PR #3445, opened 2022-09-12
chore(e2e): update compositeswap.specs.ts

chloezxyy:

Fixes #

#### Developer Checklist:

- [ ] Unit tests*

____

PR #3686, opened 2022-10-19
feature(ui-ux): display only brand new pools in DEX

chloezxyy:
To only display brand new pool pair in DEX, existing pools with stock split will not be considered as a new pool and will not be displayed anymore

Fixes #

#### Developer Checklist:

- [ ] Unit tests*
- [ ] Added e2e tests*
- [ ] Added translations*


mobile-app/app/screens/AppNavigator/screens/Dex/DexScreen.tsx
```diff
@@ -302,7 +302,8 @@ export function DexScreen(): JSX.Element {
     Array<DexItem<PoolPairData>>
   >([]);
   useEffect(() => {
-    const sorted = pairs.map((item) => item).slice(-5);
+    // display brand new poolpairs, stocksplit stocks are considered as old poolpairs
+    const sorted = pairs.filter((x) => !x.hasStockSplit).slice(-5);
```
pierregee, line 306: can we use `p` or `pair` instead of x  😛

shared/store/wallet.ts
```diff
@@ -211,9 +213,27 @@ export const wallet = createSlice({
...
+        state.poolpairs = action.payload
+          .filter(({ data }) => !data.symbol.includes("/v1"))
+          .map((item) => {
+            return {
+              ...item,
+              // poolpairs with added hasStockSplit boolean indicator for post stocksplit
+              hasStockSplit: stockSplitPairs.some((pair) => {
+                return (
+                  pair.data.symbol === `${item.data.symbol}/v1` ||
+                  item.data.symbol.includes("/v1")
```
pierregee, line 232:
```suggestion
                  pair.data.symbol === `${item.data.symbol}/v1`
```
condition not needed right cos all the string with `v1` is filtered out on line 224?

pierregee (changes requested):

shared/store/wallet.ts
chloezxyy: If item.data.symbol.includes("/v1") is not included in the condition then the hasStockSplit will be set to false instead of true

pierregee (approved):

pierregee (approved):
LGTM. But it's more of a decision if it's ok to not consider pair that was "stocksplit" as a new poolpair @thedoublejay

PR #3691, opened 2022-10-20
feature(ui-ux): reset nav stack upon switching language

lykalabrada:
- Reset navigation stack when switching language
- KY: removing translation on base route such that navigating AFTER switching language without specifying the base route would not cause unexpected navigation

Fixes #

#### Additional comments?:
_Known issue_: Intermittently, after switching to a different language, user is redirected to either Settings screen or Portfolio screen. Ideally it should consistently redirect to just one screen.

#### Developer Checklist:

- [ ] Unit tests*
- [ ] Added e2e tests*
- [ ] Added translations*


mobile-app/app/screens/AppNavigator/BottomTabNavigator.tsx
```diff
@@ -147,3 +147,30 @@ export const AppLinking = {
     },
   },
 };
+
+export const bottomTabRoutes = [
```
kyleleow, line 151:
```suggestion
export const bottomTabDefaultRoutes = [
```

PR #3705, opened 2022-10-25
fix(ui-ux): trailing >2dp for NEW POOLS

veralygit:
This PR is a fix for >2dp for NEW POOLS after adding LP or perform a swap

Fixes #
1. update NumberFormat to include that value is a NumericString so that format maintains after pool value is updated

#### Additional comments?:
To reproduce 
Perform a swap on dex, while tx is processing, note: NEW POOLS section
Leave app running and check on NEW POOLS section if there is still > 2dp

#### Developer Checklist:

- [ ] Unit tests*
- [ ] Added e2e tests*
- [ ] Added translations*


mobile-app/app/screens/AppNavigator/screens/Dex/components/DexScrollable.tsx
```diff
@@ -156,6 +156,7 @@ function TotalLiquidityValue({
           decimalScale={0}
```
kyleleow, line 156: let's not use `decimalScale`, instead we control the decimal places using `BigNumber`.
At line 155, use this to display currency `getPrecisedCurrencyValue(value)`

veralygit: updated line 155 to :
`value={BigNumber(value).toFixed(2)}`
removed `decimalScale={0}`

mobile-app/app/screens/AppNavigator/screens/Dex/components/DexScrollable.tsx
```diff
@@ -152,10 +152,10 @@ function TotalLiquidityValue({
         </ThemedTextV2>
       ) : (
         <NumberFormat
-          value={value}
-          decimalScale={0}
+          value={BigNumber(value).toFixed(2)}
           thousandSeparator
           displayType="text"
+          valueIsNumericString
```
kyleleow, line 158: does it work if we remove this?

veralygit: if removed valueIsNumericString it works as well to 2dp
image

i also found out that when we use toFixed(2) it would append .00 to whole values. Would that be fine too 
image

____

__TASK GOAL__: Lines above with the word "stack" should be counted, and the reply is that count alone.

__REPLY TO THE EXERCISE__: 2